■ Data for this task ■
++++++++
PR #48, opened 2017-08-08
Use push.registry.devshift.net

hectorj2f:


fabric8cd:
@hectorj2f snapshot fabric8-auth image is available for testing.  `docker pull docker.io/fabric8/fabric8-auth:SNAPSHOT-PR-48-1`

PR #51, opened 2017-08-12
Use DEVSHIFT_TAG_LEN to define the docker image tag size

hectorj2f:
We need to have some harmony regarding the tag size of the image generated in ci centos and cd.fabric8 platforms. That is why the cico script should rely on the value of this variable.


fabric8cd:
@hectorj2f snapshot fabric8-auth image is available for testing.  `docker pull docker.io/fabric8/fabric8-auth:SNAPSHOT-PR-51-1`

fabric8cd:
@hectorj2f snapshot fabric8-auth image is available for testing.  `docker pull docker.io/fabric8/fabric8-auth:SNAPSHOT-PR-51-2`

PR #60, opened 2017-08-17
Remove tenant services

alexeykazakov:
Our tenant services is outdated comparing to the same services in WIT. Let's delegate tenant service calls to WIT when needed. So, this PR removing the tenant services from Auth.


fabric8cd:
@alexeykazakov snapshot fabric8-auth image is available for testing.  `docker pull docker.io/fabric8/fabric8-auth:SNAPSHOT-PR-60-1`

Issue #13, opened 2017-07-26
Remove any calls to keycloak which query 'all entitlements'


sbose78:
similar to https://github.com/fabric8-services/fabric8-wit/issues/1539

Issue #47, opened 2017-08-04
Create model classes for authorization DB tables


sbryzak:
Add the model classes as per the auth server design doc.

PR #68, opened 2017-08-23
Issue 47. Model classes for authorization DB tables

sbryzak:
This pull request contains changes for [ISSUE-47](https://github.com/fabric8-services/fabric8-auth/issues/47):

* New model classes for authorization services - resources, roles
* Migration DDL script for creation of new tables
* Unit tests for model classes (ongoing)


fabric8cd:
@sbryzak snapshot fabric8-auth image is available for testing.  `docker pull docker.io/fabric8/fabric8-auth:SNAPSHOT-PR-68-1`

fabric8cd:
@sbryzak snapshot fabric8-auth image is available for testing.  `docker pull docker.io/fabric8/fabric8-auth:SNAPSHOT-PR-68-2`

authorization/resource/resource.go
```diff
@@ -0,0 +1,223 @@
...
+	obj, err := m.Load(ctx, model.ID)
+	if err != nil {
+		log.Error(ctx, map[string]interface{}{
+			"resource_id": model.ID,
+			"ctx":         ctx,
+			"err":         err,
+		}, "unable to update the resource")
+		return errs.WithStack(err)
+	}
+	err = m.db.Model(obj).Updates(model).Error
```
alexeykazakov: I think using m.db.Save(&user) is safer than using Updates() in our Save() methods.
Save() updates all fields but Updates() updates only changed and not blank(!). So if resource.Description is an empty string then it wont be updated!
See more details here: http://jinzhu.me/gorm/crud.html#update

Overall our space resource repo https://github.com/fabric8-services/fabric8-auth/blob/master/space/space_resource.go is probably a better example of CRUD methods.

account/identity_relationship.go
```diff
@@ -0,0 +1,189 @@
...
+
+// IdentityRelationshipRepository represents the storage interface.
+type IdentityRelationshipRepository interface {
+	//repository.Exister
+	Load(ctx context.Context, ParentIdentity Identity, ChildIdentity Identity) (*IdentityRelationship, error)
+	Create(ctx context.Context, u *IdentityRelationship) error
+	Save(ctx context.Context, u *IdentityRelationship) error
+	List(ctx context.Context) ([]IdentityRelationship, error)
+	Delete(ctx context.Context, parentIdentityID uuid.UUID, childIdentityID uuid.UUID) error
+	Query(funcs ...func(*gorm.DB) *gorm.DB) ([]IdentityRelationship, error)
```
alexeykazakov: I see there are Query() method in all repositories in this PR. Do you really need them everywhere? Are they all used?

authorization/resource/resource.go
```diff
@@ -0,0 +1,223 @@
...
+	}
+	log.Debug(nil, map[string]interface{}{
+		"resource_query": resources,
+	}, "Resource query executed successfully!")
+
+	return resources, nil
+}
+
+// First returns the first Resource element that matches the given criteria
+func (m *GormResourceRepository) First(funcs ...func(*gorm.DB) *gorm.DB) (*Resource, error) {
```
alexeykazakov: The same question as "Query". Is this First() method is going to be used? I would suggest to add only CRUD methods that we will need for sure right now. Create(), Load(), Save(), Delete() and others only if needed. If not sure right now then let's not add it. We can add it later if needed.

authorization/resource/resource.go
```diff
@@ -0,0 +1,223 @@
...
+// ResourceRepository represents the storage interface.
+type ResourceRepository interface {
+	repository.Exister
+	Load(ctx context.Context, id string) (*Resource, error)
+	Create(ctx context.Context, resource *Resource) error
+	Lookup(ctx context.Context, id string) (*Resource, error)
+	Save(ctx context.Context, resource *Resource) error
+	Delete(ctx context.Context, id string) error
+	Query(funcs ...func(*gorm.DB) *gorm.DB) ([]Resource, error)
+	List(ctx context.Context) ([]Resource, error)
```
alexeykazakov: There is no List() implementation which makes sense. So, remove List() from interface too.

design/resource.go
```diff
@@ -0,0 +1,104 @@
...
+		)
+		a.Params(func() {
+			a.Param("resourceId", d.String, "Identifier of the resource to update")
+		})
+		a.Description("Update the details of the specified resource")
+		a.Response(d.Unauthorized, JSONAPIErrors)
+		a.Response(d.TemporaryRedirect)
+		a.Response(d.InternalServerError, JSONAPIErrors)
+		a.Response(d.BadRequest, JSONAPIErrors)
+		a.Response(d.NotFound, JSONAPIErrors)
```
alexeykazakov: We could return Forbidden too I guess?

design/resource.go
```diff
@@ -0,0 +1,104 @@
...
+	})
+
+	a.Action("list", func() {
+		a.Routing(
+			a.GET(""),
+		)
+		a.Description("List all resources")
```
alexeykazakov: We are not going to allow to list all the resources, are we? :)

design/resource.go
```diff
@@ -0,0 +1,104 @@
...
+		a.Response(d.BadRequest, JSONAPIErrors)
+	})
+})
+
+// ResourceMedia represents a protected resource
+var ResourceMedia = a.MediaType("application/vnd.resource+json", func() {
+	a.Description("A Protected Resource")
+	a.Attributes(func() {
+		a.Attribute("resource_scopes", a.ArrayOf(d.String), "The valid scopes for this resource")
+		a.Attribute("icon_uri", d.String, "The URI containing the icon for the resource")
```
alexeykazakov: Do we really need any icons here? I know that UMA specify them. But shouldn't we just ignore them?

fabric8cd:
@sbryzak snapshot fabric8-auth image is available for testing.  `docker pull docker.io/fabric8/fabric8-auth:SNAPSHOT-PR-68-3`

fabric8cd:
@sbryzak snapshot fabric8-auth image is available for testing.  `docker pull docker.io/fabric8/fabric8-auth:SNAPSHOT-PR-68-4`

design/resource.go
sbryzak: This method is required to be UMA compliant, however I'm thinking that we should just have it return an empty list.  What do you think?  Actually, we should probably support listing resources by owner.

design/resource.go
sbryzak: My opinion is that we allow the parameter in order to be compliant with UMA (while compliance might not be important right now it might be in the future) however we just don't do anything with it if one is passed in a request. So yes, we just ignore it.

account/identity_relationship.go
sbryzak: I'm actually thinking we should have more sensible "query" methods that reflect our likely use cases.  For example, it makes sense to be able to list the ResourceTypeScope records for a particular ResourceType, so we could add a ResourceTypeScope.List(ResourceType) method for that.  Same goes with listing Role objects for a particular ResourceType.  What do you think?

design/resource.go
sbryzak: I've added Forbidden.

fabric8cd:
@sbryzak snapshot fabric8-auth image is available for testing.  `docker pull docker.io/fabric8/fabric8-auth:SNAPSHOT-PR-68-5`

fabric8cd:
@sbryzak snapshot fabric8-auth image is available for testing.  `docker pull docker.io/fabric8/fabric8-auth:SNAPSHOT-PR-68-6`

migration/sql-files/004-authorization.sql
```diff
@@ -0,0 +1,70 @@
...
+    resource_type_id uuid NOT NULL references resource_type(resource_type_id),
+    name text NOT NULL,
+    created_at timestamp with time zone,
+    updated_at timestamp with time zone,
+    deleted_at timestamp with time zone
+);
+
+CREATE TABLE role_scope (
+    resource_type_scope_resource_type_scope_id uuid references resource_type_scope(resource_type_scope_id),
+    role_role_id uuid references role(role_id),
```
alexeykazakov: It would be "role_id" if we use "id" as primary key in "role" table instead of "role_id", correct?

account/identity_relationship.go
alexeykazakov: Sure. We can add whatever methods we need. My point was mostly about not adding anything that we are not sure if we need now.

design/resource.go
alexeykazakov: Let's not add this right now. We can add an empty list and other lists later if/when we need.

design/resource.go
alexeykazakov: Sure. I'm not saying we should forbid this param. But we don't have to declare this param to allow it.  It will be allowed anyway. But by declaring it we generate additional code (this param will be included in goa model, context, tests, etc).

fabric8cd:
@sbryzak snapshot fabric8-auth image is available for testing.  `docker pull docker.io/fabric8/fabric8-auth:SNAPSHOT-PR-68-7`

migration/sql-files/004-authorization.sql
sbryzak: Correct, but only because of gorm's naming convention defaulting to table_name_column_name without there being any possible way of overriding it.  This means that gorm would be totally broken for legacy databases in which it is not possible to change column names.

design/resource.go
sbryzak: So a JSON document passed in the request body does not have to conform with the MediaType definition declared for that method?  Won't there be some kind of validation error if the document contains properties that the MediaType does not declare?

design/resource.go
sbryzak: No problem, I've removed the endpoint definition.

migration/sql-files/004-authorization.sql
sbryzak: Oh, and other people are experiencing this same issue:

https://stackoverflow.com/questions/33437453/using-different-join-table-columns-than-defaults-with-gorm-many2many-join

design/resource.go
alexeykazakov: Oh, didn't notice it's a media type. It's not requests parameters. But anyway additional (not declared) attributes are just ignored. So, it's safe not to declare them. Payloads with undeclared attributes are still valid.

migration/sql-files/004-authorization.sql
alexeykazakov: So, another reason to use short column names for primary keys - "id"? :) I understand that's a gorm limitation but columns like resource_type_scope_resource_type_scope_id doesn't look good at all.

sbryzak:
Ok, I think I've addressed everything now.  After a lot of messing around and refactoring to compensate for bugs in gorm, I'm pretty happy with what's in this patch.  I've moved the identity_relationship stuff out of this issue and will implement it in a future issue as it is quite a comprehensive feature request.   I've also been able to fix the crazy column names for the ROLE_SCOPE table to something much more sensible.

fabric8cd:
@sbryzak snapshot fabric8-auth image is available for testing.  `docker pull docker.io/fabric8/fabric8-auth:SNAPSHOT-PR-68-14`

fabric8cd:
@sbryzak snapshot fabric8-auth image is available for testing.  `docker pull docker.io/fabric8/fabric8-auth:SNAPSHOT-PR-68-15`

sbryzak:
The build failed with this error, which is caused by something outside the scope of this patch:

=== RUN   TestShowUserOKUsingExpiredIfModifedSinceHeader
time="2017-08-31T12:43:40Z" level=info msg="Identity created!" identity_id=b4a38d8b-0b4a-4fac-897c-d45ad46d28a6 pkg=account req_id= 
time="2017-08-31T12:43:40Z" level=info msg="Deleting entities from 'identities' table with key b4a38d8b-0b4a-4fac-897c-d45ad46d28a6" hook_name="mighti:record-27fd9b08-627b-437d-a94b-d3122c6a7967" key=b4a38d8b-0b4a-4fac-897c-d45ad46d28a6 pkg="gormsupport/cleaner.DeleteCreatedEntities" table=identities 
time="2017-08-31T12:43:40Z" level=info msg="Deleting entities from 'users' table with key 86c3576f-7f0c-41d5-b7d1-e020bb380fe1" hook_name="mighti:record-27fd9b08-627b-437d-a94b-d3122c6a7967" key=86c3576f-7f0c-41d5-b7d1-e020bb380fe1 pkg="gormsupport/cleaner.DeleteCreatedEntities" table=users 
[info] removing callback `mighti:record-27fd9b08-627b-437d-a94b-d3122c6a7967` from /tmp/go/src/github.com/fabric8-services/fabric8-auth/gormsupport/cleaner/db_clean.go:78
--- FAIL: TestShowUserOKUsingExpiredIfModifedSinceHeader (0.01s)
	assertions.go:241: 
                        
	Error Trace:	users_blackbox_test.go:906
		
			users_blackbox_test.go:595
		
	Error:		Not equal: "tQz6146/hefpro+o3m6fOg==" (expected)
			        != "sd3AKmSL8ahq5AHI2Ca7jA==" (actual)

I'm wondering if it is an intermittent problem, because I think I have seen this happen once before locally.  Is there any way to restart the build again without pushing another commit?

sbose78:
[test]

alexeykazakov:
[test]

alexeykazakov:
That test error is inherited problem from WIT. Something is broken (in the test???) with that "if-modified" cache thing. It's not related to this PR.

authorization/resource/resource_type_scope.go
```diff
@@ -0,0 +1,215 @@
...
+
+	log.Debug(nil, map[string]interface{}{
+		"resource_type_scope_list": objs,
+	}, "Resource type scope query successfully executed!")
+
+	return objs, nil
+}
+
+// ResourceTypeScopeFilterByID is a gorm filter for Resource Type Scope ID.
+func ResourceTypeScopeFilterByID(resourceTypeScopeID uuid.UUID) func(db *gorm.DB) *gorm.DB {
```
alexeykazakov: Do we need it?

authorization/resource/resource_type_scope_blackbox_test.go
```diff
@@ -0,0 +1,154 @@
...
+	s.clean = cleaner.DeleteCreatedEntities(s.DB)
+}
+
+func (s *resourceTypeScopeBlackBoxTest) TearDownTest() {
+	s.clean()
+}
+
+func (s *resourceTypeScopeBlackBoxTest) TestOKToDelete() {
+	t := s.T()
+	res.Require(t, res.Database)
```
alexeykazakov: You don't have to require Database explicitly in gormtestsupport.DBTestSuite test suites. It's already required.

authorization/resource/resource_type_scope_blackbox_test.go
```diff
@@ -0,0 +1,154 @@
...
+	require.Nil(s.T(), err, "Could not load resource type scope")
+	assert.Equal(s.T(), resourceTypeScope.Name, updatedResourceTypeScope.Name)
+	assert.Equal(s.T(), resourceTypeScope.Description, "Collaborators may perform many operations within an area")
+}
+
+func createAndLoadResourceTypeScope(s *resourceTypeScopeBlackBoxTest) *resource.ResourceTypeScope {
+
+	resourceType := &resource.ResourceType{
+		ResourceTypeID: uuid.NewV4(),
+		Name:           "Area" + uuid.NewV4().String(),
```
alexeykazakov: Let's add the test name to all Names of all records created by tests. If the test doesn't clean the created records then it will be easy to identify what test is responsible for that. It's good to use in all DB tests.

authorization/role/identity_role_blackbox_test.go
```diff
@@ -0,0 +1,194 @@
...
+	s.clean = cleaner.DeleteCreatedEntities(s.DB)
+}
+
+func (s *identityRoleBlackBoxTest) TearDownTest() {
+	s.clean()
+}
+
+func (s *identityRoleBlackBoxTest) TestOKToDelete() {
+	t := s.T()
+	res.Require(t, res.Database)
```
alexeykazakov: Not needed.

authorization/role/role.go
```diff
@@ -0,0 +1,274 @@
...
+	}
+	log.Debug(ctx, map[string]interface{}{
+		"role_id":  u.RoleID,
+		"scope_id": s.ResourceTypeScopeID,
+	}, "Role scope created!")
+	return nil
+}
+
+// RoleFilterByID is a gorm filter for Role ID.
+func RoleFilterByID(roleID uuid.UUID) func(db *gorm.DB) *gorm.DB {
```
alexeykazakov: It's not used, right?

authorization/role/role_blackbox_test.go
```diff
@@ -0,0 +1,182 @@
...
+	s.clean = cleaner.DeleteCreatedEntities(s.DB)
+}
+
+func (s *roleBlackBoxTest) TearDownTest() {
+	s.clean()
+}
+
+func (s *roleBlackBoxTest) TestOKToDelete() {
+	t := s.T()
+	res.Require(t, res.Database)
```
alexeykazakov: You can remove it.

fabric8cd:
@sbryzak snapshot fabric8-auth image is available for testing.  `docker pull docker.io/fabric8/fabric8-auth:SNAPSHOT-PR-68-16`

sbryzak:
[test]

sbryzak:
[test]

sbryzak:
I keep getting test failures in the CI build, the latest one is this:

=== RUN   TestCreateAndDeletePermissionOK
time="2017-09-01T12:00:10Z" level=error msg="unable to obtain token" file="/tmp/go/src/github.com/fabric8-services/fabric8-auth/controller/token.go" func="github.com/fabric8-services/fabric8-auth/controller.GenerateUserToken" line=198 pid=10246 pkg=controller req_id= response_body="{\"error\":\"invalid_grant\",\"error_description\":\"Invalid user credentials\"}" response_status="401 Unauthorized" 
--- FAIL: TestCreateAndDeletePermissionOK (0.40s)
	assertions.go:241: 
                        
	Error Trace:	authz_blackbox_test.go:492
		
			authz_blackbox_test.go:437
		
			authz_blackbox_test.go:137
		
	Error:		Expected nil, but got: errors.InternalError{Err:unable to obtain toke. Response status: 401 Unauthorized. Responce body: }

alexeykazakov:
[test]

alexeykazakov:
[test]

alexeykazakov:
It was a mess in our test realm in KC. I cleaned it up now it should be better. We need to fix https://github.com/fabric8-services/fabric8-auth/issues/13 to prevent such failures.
++++++++
■ The task ■
Look through the data and gather every line with the string "mighti" in it.

■ Solution ■
time="2017-08-31T12:43:40Z" level=info msg="Deleting entities from 'identities' table with key b4a38d8b-0b4a-4fac-897c-d45ad46d28a6" hook_name="mighti:record-27fd9b08-627b-437d-a94b-d3122c6a7967" key=b4a38d8b-0b4a-4fac-897c-d45ad46d28a6 pkg="gormsupport/cleaner.DeleteCreatedEntities" table=identities 
time="2017-08-31T12:43:40Z" level=info msg="Deleting entities from 'users' table with key 86c3576f-7f0c-41d5-b7d1-e020bb380fe1" hook_name="mighti:record-27fd9b08-627b-437d-a94b-d3122c6a7967" key=86c3576f-7f0c-41d5-b7d1-e020bb380fe1 pkg="gormsupport/cleaner.DeleteCreatedEntities" table=users 
[info] removing callback `mighti:record-27fd9b08-627b-437d-a94b-d3122c6a7967` from /tmp/go/src/github.com/fabric8-services/fabric8-auth/gormsupport/cleaner/db_clean.go:78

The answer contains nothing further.